Eco Sensitive Zone needs to be reviewed

  • 17/09/2014

  • Pioneer (Dehradun)

Union Minister for Water Resources, River Development and Ganga Rejuvenation Uma Bharti has said that the Eco Sensitive Zone, which was announced by the previous Central Government, needs to be reviewed because they seemed to have made it without doing proper homework. She further said that the Prime Minister Narendra Modi has categorically instructed his Cabinet colleagues to visit a State in full ministerial strength to ensure the State’s grievances are addressed and redressed promptly. In this process, Uttarakhand would be the first State where such experiment is implemented and probably all the pending issues will be sorted out with the officials being engaged in serious discussion.
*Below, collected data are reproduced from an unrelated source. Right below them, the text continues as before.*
PR #354, opened 2022-01-25
Pushing the remider command, which works while the bot is online.

IslamSakrak:

PR #373, opened 2022-02-09
Adding /remind command

### LINKED ISSUE #325: Add a reminder command
Used to do remind people to do something in at a certain time or in a certain number of days, hour, etc 

Can be useful to stop people from forgetting things.

The user will be able to type `/remindme time what to remind(optional)`

Zabuzard:
### Overview

Originally from #354 , taken over. Implements and closes #325 .

This adds the `/remind` command which can be used to automatically send reminders to oneself at a future date.

Reminders are sent in the channel the command has been used in (or via DM if something goes wrong).

example

### Details

Technically, reminders are simple saved in a database table, where an automatic routine will pick them up at time, send them and delete them from the table.

#### Database table

The table is quite straightforward. It has some metadata, data to be able to locate the channel to post to and the actual content and time to fire the reminder.

```sql
CREATE TABLE pending_reminders
(
    id         INTEGER   NOT NULL PRIMARY KEY AUTOINCREMENT,
    created_at TIMESTAMP NOT NULL,
    guild_id   BIGINT    NOT NULL,
    remind_at  TIMESTAMP NOT NULL,
    content    TEXT      NOT NULL
)
```

#### `RemindCommand` UX

The user can enter a time period as `amount` and `unit`, which determine when the reminder will be send.
* `amount` - an integer between `1` and `1_000`
* `unit` - dropdown of `"minutes", "hours", "days", "weeks", "months", "years"`

After using the command, it verifies that the time is within reasonable limits (max 3 years) and if the user has not reached the limit of pending reminders per user (100). If not, an error message is send.

limit example

max pending reminders

Those restrictions are mostly to prevent the database and hence our disk space from overflowing when users are spamming around.

#### `RemindRoutine`

The routine is quite trivial. It implements `Routine`, with a schedule of **30 seconds**. In each run, it gets hands on all pending reminders that are due, sends them and deletes them from the table afterwards.

To send them, it locates the corresponding guild and channel, retrieves the original author and builds a slim embed.

##### Error cases

If the guild and channel could be found, but the author couldnt be retrieved anymore, it sends the message with `Unknown User`.

user not found

If the guild or channel cant be found, the bot attempts to send it via DM to the author instead.

DM send

If sending the DM failed as well (user deleted, user disabled DMs, ...), the bot sends a `WARN` log message:

> WARN RemindRoutine - Failed to send a reminder (id '19'), skipping it. This can be due to a network issue, but also happen if the bot disconnected from the target guild and the user has disabled DMs or has been deleted.

### Future plans

The command would greatly benefit from JDA/Discord adding a date/time selector. It could then be split into `/remind in` and `/remind at`. A `// TODO` keeps track of this.

Unfortunately, it is not really possible to add `/remind at` (eventhough the use case is very reasonable) as of today without having hands on the users timezone.

### Checklist

* [x] Store reminders
* [x] Send & Delete reminders
* [x] Mention the original user
* [x] Limit period to 3 years
* [x] Limit reminders per user
* [x] Send user DM if unknown guild/channel


Heatmanofurioso (dismissed):

Tais993:
Silently ignoring the reminder shouldn't happen in my honest opinion.

If the channel/guild can't be found we should (try to) DM the user instead.

Zabuzard:
> If the channel/guild can't be found we should (try to) DM the user instead.

Good idea. Will do that.

Zabuzard (commented):
Send user DM if reminder cant be sent due to unknown guild/channel.

Zabuzard:
> If the channel/guild can't be found we should (try to) DM the user instead.

Implemented.

Heatmanofurioso (dismissed):

Tais993 (changes requested):
I'm not happy with how you ended up handling it.

This ReminderRoute class had me confused for too long, these onErrorMap's into null are unreadable and it resulted in a mess of ternary and logic which should be separated. 

Instead, don't map into null resulting in unreadable ternary mess, handle the error separately.

Right now  you just throw a IllegalStateException, after adding a lot of logic which makes it severely more complicated, when this can also just be done by handling the error when queueing

I'm sorry, but this isn't gonna cut it for me.

application/src/main/java/org/togetherjava/tjbot/commands/reminder/RemindRoutine.java
```diff
@@ -0,0 +1,139 @@
...
+                "Failed to send a reminder (id '{}'), skipping it. This can be due to a network issue,"
+                        + " but also happen if the bot disconnected from the target guild and the"
+                        + " user has disabled DMs or has been deleted.",
+                id));
+    }
+
+    private static @NotNull MessageEmbed createReminderEmbed(@NotNull CharSequence content,
+            @NotNull TemporalAccessor createdAt, @Nullable User author) {
+        String authorName = author == null ? "Unknown user" : author.getAsTag();
+        String authorIconUrl = author == null ? null : author.getAvatarUrl();
```
Tais993, line 123: This method only runs if ReminderRoute#isUndeliverable is false, so why is User nullable?

And use User#getEffectiveAvatarUrl, this one doesn't work when no avatar has been set

Tais993 (changes requested):

application/src/main/java/org/togetherjava/tjbot/commands/reminder/RemindRoutine.java
```diff
@@ -0,0 +1,139 @@
...
+    private static RestAction<ReminderRoute> computeReminderRoute(@NotNull JDA jda, long guildId,
+            long channelId, long authorId) {
+        // If guild and channel can still be found, send there
+        Guild guild = jda.getGuildById(guildId);
+        if (guild != null) {
+            TextChannel channel = guild.getTextChannelById(channelId);
+            if (channel != null) {
+                return createGuildReminderRoute(jda, authorId, channel);
+            }
+        }
```
Tais993, line 76:
```suggestion
        TextChannel channel = jda.getTextChannelById(channelId);
        if (channel != null) {
            return createGuildReminderRoute(jda, authorId, channel);
        }
```

application/src/main/java/org/togetherjava/tjbot/commands/reminder/RemindRoutine.java
```diff
@@ -0,0 +1,139 @@
...
+    }
+
+    private static @NotNull RestAction<ReminderRoute> createDmReminderRoute(@NotNull JDA jda,
+            long authorId) {
+        return jda.openPrivateChannelById(authorId)
+            .onErrorMap(error -> null)
+            .map(channel -> channel == null ? new ReminderRoute(null, null, null)
+                    : new ReminderRoute(channel, channel.getUser(),
+                            "(Sending your reminder directly, because I was unable to"
+                                    + " locate the original channel you wanted it to be send to)"));
```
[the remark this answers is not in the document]
Tais993: Convo on Discord

Tais993, line 97:
```suggestion
        return jda.openPrivateChannelById(authorId)
                .map(channel -> new ReminderRoute(channel, channel.getUser(),
                        "(Sending your reminder directly, because I was unable to"
                                + " locate the original channel you wanted it to be send to)"));
```

application/src/main/java/org/togetherjava/tjbot/commands/reminder/RemindRoutine.java
```diff
@@ -0,0 +1,139 @@
...
+    }
+
+    private static void sendReminderViaRoute(@NotNull RestAction<ReminderRoute> routeAction,
+            long id, @NotNull CharSequence content, @NotNull TemporalAccessor createdAt) {
+        routeAction.flatMap(route -> {
+            if (route.isUndeliverable()) {
+                throw new IllegalStateException("Route is not deliverable");
+            }
```
Tais993, line 105: ReminderRoute#isUndeliverable is always false after the suggestion above, thus remove the method and it's check

application/src/main/java/org/togetherjava/tjbot/commands/reminder/RemindRoutine.java
```diff
@@ -0,0 +1,139 @@
...
+
+            MessageEmbed embed = createReminderEmbed(content, createdAt, route.target());
+            if (route.description() == null) {
+                return route.channel().sendMessageEmbeds(embed);
+            }
+            return route.channel().sendMessage(route.description()).setEmbeds(embed);
+        }).queue(message -> {
+        }, failure -> logger.warn(
```
Tais993, line 113:
```suggestion
            return route.channel().sendMessage(route.description()).setEmbeds(embed);
            
        }).queue(message -> {
        }, failure -> logger.warn(
```
Because spotless puts the success and failure consumer on the same line, it becomes harder to read.
Preferably add an empty line to indicate the end of the lambda above

application/src/main/java/org/togetherjava/tjbot/commands/reminder/RemindRoutine.java
```diff
@@ -0,0 +1,139 @@
...
+            .setTimestamp(createdAt)
+            .setColor(AMBIENT_COLOR)
+            .build();
+    }
+
+    private record ReminderRoute(@Nullable MessageChannel channel, @Nullable User target,
+            @Nullable String description) {
+        boolean isUndeliverable() {
+            return channel == null && target == null;
+        }
```
Tais993, line 137:
```suggestion
```
See above

Tais993 (changes requested):
After convo and some clearing up in the Discord, new suggestions have come. The old ones have been resolved/deleted by me.

application/src/main/java/org/togetherjava/tjbot/commands/reminder/RemindRoutine.java
Zabuzard: Oh, the channel ids are unique across guilds as well? Cool, thanks.

application/src/main/java/org/togetherjava/tjbot/commands/reminder/RemindRoutine.java
```diff
@@ -0,0 +1,139 @@
...
+        routeAction.flatMap(route -> {
+            if (route.isUndeliverable()) {
+                throw new IllegalStateException("Route is not deliverable");
+            }
+
+            MessageEmbed embed = createReminderEmbed(content, createdAt, route.target());
+            if (route.description() == null) {
+                return route.channel().sendMessageEmbeds(embed);
+            }
+            return route.channel().sendMessage(route.description()).setEmbeds(embed);
```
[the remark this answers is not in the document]
Zabuzard: `setContent(null)` doesnt work, unfortunately. I remember that I tried it but it didnt work.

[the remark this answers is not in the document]
Tais993: It's nullable, sounds to me like you did something else.

Did you try `sendMessage(null).addEmbeds();`
That could be not null, it actually makes sense to be not null.

application/src/main/java/org/togetherjava/tjbot/commands/reminder/RemindRoutine.java
```diff
@@ -0,0 +1,137 @@
...
+            .sendMessageEmbeds(createReminderEmbed(content, createdAt, route.target()))
+            .content(route.description());
+
+        Consumer<Throwable> logFailure = failure -> logger.warn(
+                "Failed to send a reminder (id '{}'), skipping it. This can be due to a network issue,"
+                        + " but also happen if the bot disconnected from the target guild and the"
+                        + " user has disabled DMs or has been deleted.",
+                id);
+
+        routeAction.flatMap(sendMessage).queue(doNothing(), logFailure);
```
Tais993, line 113: I understand your intention, but I don't really like it personally?

It removes, the normal order you have when reading.

I rather have them as inline lambda's tbh

Tais993 (commented):
This time I actually understood it.

There's 2 notes I'd like to give, one is my review.

Second one, everything is split up with methods.
I understand why, but it kinda doesn't feel like there's 1 central place to look at to understand the code. I'd personally inline the computeReminderRoute.
It's maybe split up, too much? I don't know, hopefully anyone else has an opinion on this matter.
@Heatmanofurioso, @marko-radosavljevic?

application/src/main/java/org/togetherjava/tjbot/commands/reminder/RemindRoutine.java
```diff
@@ -0,0 +1,137 @@
...
+    }
+
+    private static <T> @NotNull Consumer<T> doNothing() {
+        return a -> {
+        };
+    }
+
+    private record ReminderRoute(@NotNull MessageChannel channel, @Nullable User target,
+            @Nullable String description) {
+    }
```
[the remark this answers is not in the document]
Zabuzard: sounds good

application/src/main/java/org/togetherjava/tjbot/commands/reminder/RemindRoutine.java
```diff
@@ -0,0 +1,137 @@
...
+        // Otherwise, attempt to DM the user directly
+        return createDmReminderRoute(jda, authorId);
+    }
+
+    private static @NotNull RestAction<ReminderRoute> createGuildReminderRoute(@NotNull JDA jda,
+            long authorId, @NotNull TextChannel channel) {
+        return jda.retrieveUserById(authorId)
+            .onErrorMap(error -> null)
+            .map(author -> new ReminderRoute(channel, author,
+                    author == null ? null : author.getAsMention()));
```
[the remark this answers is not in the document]
Zabuzard: sounds good

application/src/main/java/org/togetherjava/tjbot/commands/reminder/RemindRoutine.java
```diff
@@ -0,0 +1,137 @@
...
+    @Override
+    public void runRoutine(@NotNull JDA jda) {
+        Instant now = Instant.now();
+        database.write(context -> context.selectFrom(PENDING_REMINDERS)
+            .where(PENDING_REMINDERS.REMIND_AT.lessOrEqual(now))
+            .stream()
+            .forEach(pendingReminder -> {
+                sendReminder(jda, pendingReminder.getId(), pendingReminder.getChannelId(),
+                        pendingReminder.getAuthorId(), pendingReminder.getContent(),
+                        pendingReminder.getCreatedAt());
```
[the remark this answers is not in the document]
Zabuzard: Imo that would clutter the surrounding context. Readers of `runRoutine` shouldnt have to care in this step how the reminder is send.

It is unfortunate though that the list of arguments is so long. Maybe I can simplify that part instead.

application/src/main/java/org/togetherjava/tjbot/commands/reminder/RemindRoutine.java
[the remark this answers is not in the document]
Zabuzard: decided for factories instead.

application/src/main/java/org/togetherjava/tjbot/commands/reminder/RemindRoutine.java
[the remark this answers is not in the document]
Zabuzard: decided for factories instead.

application/src/main/java/org/togetherjava/tjbot/commands/reminder/RemindCommand.java
```diff
@@ -0,0 +1,152 @@
...
+        // TODO As soon as JDA offers date/time selector input, this should also offer
+        // "/remind at" next to "/remind in" and use subcommands then
+        OptionData whenAmount = new OptionData(OptionType.INTEGER, WHEN_AMOUNT_OPTION,
+                "when to remind you, the amount of the time period (e.g. [5] weeks)", true)
+                    .setRequiredRange(MIN_WHEN_AMOUNT, MAX_WHEN_AMOUNT);
+        OptionData whenUnit = new OptionData(OptionType.STRING, WHEN_UNIT_OPTION,
+                "when to remind you, the unit of the time period (e.g. 5 [weeks])", true);
+        WHEN_UNITS.forEach(unit -> whenUnit.addChoice(unit, unit));
+
+        getData().addOptions(whenAmount, whenUnit)
```
Tais993, line 67: I'd personally do unit before amount. People might get confused and think it's the amount in weeks (because of the example)

Tais993 (changes requested):

application/src/main/java/org/togetherjava/tjbot/commands/reminder/RemindCommand.java
Zabuzard: I get that. But it reads kinda weird then `"remind in weeks 5 content huhu"` vs `"remind in 5 weeks content huhu"`.

But yeah, I guess its better like that if we split the input into two sections.

Zabuzard: done

application/src/main/java/org/togetherjava/tjbot/commands/reminder/RemindRoutine.java
```diff
@@ -0,0 +1,142 @@
...
+    private static void sendReminderViaRoute(@NotNull RestAction<ReminderRoute> routeAction,
+            long id, @NotNull CharSequence content, @NotNull TemporalAccessor createdAt) {
+        Function<ReminderRoute, MessageAction> sendMessage = route -> route.channel
+            .sendMessageEmbeds(createReminderEmbed(content, createdAt, route.target()))
+            .content(route.description());
+
+        Consumer<Throwable> logFailure = failure -> logger.warn(
+                "Failed to send a reminder (id '{}'), skipping it. This can be due to a network issue,"
+                        + " but also happen if the bot disconnected from the target guild and the"
+                        + " user has disabled DMs or has been deleted.",
```
Tais993, line 105: Textblock?

application/src/main/java/org/togetherjava/tjbot/commands/reminder/RemindRoutine.java
```diff
@@ -0,0 +1,142 @@
...
+    }
+
+    private record ReminderRoute(@NotNull MessageChannel channel, @Nullable User target,
+            @Nullable String description) {
+        static ReminderRoute toPublic(@NotNull TextChannel channel, @Nullable User target) {
+            return new ReminderRoute(channel, target,
+                    target == null ? null : target.getAsMention());
+        }
+
+        static ReminderRoute toPrivate(@NotNull PrivateChannel channel, @NotNull User target) {
```
Tais993, line 136: In the future this might require some handling since the PrivateChannel#getUser method will become nullable.
This is more of a note for in the future, could add a TODO with a note so we don't forget that?

Tais993 (changes requested):

application/src/main/java/org/togetherjava/tjbot/commands/reminder/RemindRoutine.java
Zabuzard: No, cause then I would have to add newlines and it shouldnt have newlines.

Zabuzard: Unless I use `\`.
```java
"""foo \
bar \
baz"""
```
what do u think?

application/src/main/java/org/togetherjava/tjbot/commands/reminder/RemindRoutine.java
Zabuzard: in which version? If we add such a TODO, we need to explicitly link the "when" somehow. otherwise its causing too much confusion when its not coming in the next few weeks

Tais993: JDA 5, no "when" since there's no ETA

application/src/main/java/org/togetherjava/tjbot/commands/reminder/RemindRoutine.java
Tais993: > No, cause then I would have to add newlines and it shouldnt have newlines.

Not sure what I'd do then?

Zabuzard: My point is, I can write it like that:
```java
"""Failed to send a reminder (id '{}'), skipping it. This can be due to a network issue, \
but also happen if the bot disconnected from the target guild and the \
user has disabled DMs or has been deleted."""
```
It uses the `\` syntax to get into the next line without actually having a newline in the text.

Some people might be familiar with this syntax (in particular console people), some not.

If you are okay with that, I will add it. I think its pretty much as-good/as-bad as using `+` 😆

application/src/main/java/org/togetherjava/tjbot/commands/reminder/RemindRoutine.java
Zabuzard: yeah but now i can at least give it a name. thanks

Zabuzard: what does it mean when `getUser` on private channel is `null` in JDA 5? maybe i can implement a safe logic directly now already, which would work for both versions.

Tais993: It's nullable, the exact causation I do not remember, something with Discord changing iirc. 
A solution is to retrieve the user first, and use `User#openPrivateChannel`.
But that's an extra API call we might not even need, so whenever you add that is your decision.

application/src/main/java/org/togetherjava/tjbot/commands/reminder/RemindRoutine.java
Tais993: I know, I'm just not sure what I'd do.

I'm fine with either, so you can stick to this.

Zabuzard: I like it. I think ill try it out. Thanks.

application/src/main/java/org/togetherjava/tjbot/commands/reminder/RemindRoutine.java
Zabuzard: Okay, thanks for the info. I would be interested in the cause of it being nullable though. If you can open a private channel, the user to that channel should exist lol. Unless they change the meaning of private channel maybe.

Tais993: After doing some quick research, I can explain why, and this shouldn't matter so a comment isn't required.

To elaborate on this:

The MESSAGE_CREATE event gives information of the person that sent the message
The REACTION_ADD event **only** gives the ID of the person that adds the reaction

When you open a private channel, the user and such get retrieved, the info is there.


The issue starts if your bot becomes big, you'll start to use multiple shards. (shard = JDA instance, allows you to run tjhe bot on separate processes / machines)

**All** DM events get send to shard 0, if you open DM's in shard 1, shard 0 **doesn't** have any info about the DM's.
We then get the event, but the event only gives information of the person that triggers it. 

This means the person the DM's are from is unknown.



### Don't worry!
Because our bot is < 3000 (out of my head, could be wrong) guilds this doesn't matter, if our bot was using multiple shards this would be an issue.

So you can ignore this, luckily

Zabuzard: Makes sense. Thank you for investigating! :)

marko-radosavljevic (approved):
RemindRoutine is much more readable than the last time i glanced over it.  Routing logic is still somewhat convoluted tho, possibly extracting it to a new class is something that can be done, since it's not really routine's responsibility to figure out correct channels/users.

Will approve since it's not really worth 10h of combined development effort to go back and forth on naming and such, when this is not an integral feature to our core software. :relaxed:

marko-radosavljevic:
Oh yeah, how feasible would it be to add a few test cases for this?

Zabuzard:
> Oh yeah, how feasible would it be to add a few test cases for this?

Not for now. We need scheduler/clock mocking for this. Can be done and I also wanted to do this at a later point in time (other stuff like temp ban or mod audit log routine need this as well).

application/src/main/java/org/togetherjava/tjbot/commands/reminder/RemindCommand.java
```diff
@@ -0,0 +1,152 @@
...
+ * Pending reminders are processed and send by {@link RemindRoutine}.
+ */
+public final class RemindCommand extends SlashCommandAdapter {
+    private static final String COMMAND_NAME = "remind";
+    private static final String WHEN_AMOUNT_OPTION = "when-amount";
+    private static final String WHEN_UNIT_OPTION = "when-unit";
+    private static final String CONTENT_OPTION = "content";
+
+    private static final int MIN_WHEN_AMOUNT = 1;
+    private static final int MAX_WHEN_AMOUNT = 1_000;
```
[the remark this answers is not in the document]
Zabuzard: I tried to name it according to what it logically represents in the code. Probably also had a tunnel vision with the split of `remind-in` and `remind-at` at which point I had multiple variables that required a consistent naming that clearly differentiates both from each other (the time period to remind "in"; and the time moment to remind "at").

But with the current code I totally agree. `TIME` is clearer and currently there is only one time (remind-in) anyways.

application/src/main/java/org/togetherjava/tjbot/commands/reminder/RemindRoutine.java
```diff
@@ -0,0 +1,143 @@
...
+            long authorId, @NotNull TextChannel channel) {
+        return jda.retrieveUserById(authorId)
+            .onErrorMap(error -> null)
+            .map(author -> ReminderRoute.toPublic(channel, author));
+    }
+
+    private static @NotNull RestAction<ReminderRoute> createDmReminderRoute(@NotNull JDA jda,
+            long authorId) {
+        return jda.openPrivateChannelById(authorId)
+            .map(channel -> ReminderRoute.toPrivate(channel, channel.getUser()));
```
Tais993, line 93: Since we're just using PrivateChannel#getUser here, we can also just create a ReminderRouter#toPrivate(PrivateChannel) method? Allows us to use a method reference, and I love method references \:p

Tais993 (changes requested):
Last one I promise :p

application/src/main/java/org/togetherjava/tjbot/commands/reminder/RemindRoutine.java
Zabuzard: Good spot

Zabuzard: Done. Please recheck, thanks.

Tais993 (approved):

marko-radosavljevic (approved):
I'm happy with the naming now. 
image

She further said that the plight of Uttarakhand is peculiar. On the one hand, the State has a string of snow-capped mountains and on the other, it has been grappling with acute water scarcity. It is paramount to save holy Ganga and its tributaries. Besides, water harvesting must be stressed. “Through this, we would ensure free flow of Ganga even during Ardh Kumbh-2016.” As far as Eco Sensitive Zone is concerned, it is impractical because whosoever has drafted it had not cared to visit the area physically. Even the former CMs, including Dr Ramesh Pokhriyal Nishank and Vijay Bahuguna and even the incumbent Harish Rawat, have strongly objected to that. She would personally raise the matter before the Union environment ministry. She will urge for amendments, she said. Talking about the disaster-2013, which devastated Kedarnath and wreaked havoc across the State and annihilated its tourism as well, Bharti said that there is a need to go for introspection into why such a catastrophe had befallen the State. “We know climate has become fragile and vulnerable to mercurial changes in places like Kedarnath and Badrinath. This is because of the lack of harmony between development and nature. Earlier, things were different. We must delve deeper to understand what has gone wrong and to go for the course correction to stop such disasters from recurring.”